Tuesday, February 15, 2011

I'm Disgusted

I'm disgusted....with myself!  I have really let myself go and I'm not happy about it.  But yet, I haven't been unhappy enough to motivate myself to make a change.  It's a twisted circle!

It wasn't until we bought and hung a huge mirror in our bedroom over the weekend that I really was able to see what I had done to myself.  I have known for weeks now that my clothes aren't fitting.  I have been having to pull out bigger sizes from the garage sale bags in the basement, but I couldn't see with my own eyes the damage the past few months have had on my body. 

Another slap in the face was yesterday at the doctor's office.  It was a checkup appointment following a procedure I had done 4 weeks ago and when I stepped on the scales my jaw almost hit the floor.  In just 4 weeks I had gained 8 lbs.

I spent the last 18-20 hours obsessing about my weight and my body image.  I went over and over my weight loss journey and thought about my lifestyle and my food choices during each phase.

In June 2009 when I started Weight Watchers I weighed 157 lbs.  By November 2009 I was down 30 lbs.  During this phase I was what you would call a "die hard".  I journaled every item I consumed and meticulously counted points.  I was so happy with myself and my image.  From February 2010 to about September 2010 I was maintaining at a healthy 132-134 lbs.  I could eat what I wanted as long as I kept my portions right and everything in moderation.  I did not journal and only tracked my points in my head.  I was happy at this weight and still loved the way my clothes fit and how my body looked.

From October-December 2010 I had a lot of personal things going on in my life and I pretty much gave up on myself and gave up on weight watchers.  My weight loss journey no longer played an important role.  Which leads me to today...I am a hot mess!  I am less than 10 lbs away from being back to my heaviest weight.  How did I let this happen?  Don't answer that because I know full well how this happened.

But, it is not important how I got here, it's what am I going to do now that I've arrived.  And what I'm going to do is this:

Set new goals...
  1. I have a bathing suit I bought on my honeymoon that I fully intend on wearing this summer
  2. I will journal my meals and track points
  3. I will "get physical"...even if it's just using my wii workouts until the weather gets nicer
  4. I will take healthy snacks/lunches to work and not rely on the vending machine to fulfill my needs
  5. I will plan our dinners so there is no need for a fast food run
This is all I have for now, but it is a start.  It is the beginning to my weight loss journey (Part 2).  Any tips and/or advice?

3 comments:

Anonymous said...

I have also gained recently and am so frustrated.
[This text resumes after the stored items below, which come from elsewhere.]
PR #1984, opened 2019-12-13
Remove sorese info

dorinhogea:
Blocksql exorcism part 2 - cutting deeper:
Sorese_info_t is a summary of the osql_sess_t. Its purpose was to allow blocksql code (that had more than one osql_sess_t object), and socksql code (that had only one osql_sess_t), live together during code transition from block to socket protocols.
This PR replaces sorese_info_t with osql_sess_t, which allow us to throw away some cumbersome workarounds.

There is another PR that builds on top of this and abstracts away some session fields, as well as the untouched yet blocksql_tran.

This PR validates the changes in the session dispatch and termination before building more on top of it.


db/comdb2.h
```diff
@@ -1046,20 +1046,6 @@ typedef struct {
     int int3[3];
 } fstblkseq_t;
 
-/* this stores info about the socksql/recom requester */
-typedef struct sorese_info {
-    unsigned long long rqid; /* not null means active */
```
dorinhogea: these were duplicated in osql_sess_t

db/comdb2.h
```diff
@@ -1225,6 +1211,89 @@ typedef struct bpfunc_lstnode {
...
+
+    OSQL_SNAPISOL_REQ = 7,
+    OSQL_SNAP_UID_REQ = 8,
+    OSQL_MAX_REQ = 9,
+};
+
+/* Magic rqid value that means "please use uuid instead" */
+#define OSQL_RQID_USE_UUID 1
+
+struct osql_sess {
```
dorinhogea: this will be split in two, hiding fields that do not need exposure to rest of the world

db/osqlsession.h
```diff
@@ -141,27 +83,6 @@ int osql_sess_getcrtinfo(void *obj, void *arg);
  */
 void *osql_sess_getbptran(osql_sess_t *sess);
 
-/* Lock the session */
```
dorinhogea: all these were a sign of bad encapsulation;  these are gone, since knowledge of the locking and the implied fields is isolated to osqlsession.c

PR #1987, opened 2019-12-17
Fix eventlog: less time under lock, better checks for test

adizaimi:
* reorganize eventlog_add so we get eventlog_lk less often and for less time
* make eventlog_replay.test more robust by making sure to talk to same node for all requests and by comparing eventlog output with a predefined number of times each query fingerprint should appear.


db/toblock.c
```diff
@@ -2558,7 +2558,9 @@ static inline int check_for_node_up(struct ireq *iq, block_state_t *p_blkstate)
 static int toblock_main_int(struct javasp_trans_state *javasp_trans_handle,
                             struct ireq *iq, block_state_t *p_blkstate)
 {
+#ifdef DEBUG_BLKSEQ
```
riverszhang89: The scattered `#ifdef DEBUG_BLKSEQ` blocks make the code somewhat difficult to read. If the trace is considered too verbose even under the DEBUG verbosity, maybe we should get rid of it?

adizaimi: yeah...probably can remove.

dorinhogea:
Can we change the regression test to record the actual eventlog, instead of just validating the number of lines?

adizaimi:
I tried that but there are a lot of member variables I would need to stub out (replace with XXX) in the content such as time, uuid, perf and timing info. So not sure how to get something reliable. I know I should get X selects, Y inserts, Z updates and so on, and check for that?

> Can we change the regression test to record the actual eventlog, instead of just validating the number of lines?

db/eventlog.c
```diff
@@ -454,22 +454,8 @@ static void eventlog_add_newsql(cson_object *obj, const struct reqlogger *logger
...
-    Pthread_mutex_lock(&eventlog_lk);
-    if (eventlog == NULL || !eventlog_enabled) {
-        Pthread_mutex_unlock(&eventlog_lk);
-        return;
-    }
-
-    bool isSql = logger->event_type && (strcmp(logger->event_type, "sql") == 0);
-    bool isSqlErr = logger->error && logger->stmt;
-
-    if ((isSql || isSqlErr) && !hash_find(seen_sql, logger->fingerprint)) {
```
adizaimi: Moved the adding eventlog_add_newsql() to the caller, while it already has the lock so no need to get/release lock here.

db/toblock.c
adizaimi: Left this part as it was before, for now.

adizaimi:
> Can we change the regression test to record the actual eventlog, instead of just validating the number of lines?

Added a terse check that we get the correct number of queries for each fingerprint. It is better than the silly count, and more compressed than checking sql (which can have different values in the insert).

db/eventlog.c
```diff
@@ -547,34 +534,40 @@ static void eventlog_add_int(cson_object *obj, const struct reqlogger *logger)
...
+
+    if ((isSql || isSqlErr) && !hash_find(seen_sql, logger->fingerprint)) {
+        eventlog_add_newsql(logger);
+    }
+}
+
 void eventlog_add(const struct reqlogger *logger)
 {
-    Pthread_mutex_lock(&eventlog_lk);
     if (eventlog == NULL || !eventlog_enabled) {
```
adizaimi: Cursory check should be fine without lock. We do another check below under lock.

db/eventlog.c
```diff
@@ -547,34 +534,40 @@ static void eventlog_add_int(cson_object *obj, const struct reqlogger *logger)
...
         return;
     }
 
-    cson_value *val;
-    cson_object *obj;
-
-    eventlog_count++;
-    if (eventlog_every_n > 1 && eventlog_count % eventlog_every_n != 0) {
-        Pthread_mutex_unlock(&eventlog_lk);
+    int loc_count = ATOMIC_ADD64(eventlog_count, 1);
```
adizaimi: This does not need to be done under lock if counter is atomically incremented.

db/eventlog.c
```diff
@@ -547,34 +534,40 @@ static void eventlog_add_int(cson_object *obj, const struct reqlogger *logger)
...
-    eventlog_add_int(obj, logger);
+    cson_value *val = cson_value_new_object();
+    cson_object *obj = cson_value_get_object(val);
+    populate_obj(obj, logger);
 
     Pthread_mutex_lock(&eventlog_lk);
-    if (eventlog != NULL && eventlog_enabled)
+
+    if (eventlog != NULL && eventlog_enabled) {
+        if (bytes_written > eventlog_rollat) {
```
adizaimi: This will now roll, and add to fingerprints on top of what it was doing earlier. The time spent with the lock held is possibly similar to before, but at least we are lock/release only once instead of several times, so contention and total time should be less.

db/eventlog.c
```diff
@@ -733,12 +726,9 @@ void eventlog_process_message(char *line, int lline, int *toff)
 void log_deadlock_cycle(locker_info *idmap, u_int32_t *deadmap,
                         u_int32_t nlockers, u_int32_t victim)
 {
-    Pthread_mutex_lock(&eventlog_lk);
```
adizaimi: check can be preliminary not under -- we check again later under lock.

db/eventlog.c
markhannum: gotcha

I think sometimes life happens and we suddenly find ourselves not having the time or energy to care. I just joined WW at home plan and lost 8lbs in 4 weeks. I quit for two weeks and have gained 4lbs. I have no idea why I quit but I did.My best friend also has gained back recently and is right where she started 35lbs ago. I refuse to let that be me but it is so easy to do. So you aren't the only one jumping back on the weight loss bandwagon. I truly think all women need to put themselves and their bodies first in what we eat and find time to exercise but I'm the first one to neglect it. Good luck and I look forward to hopefully having some good results and you having some too.

Non Sequitur Chica said...

I gained most of my weight back aftermy honeymoon which was soooo frustrating. Like you, I had to take a take a step back, look at myself, and figure out how to change my body once again. It's a bit slower now that I don't have a wedding pushing me, but it is working. Drink a lot of water and get your butt to the gym!!

Kim @ Kim and Mikey said...

Amy, I know that you feel frustrated with yourself. However, you have to let those feelings go, realizing that what is done is done. The bad choices, the limited activity, those are in the past. Now, you must focus on the present - the exact moment you are leaving in. Make it your goal to make a healthy choice, then another, and then another. And remember, we are here to encourage you if you need it!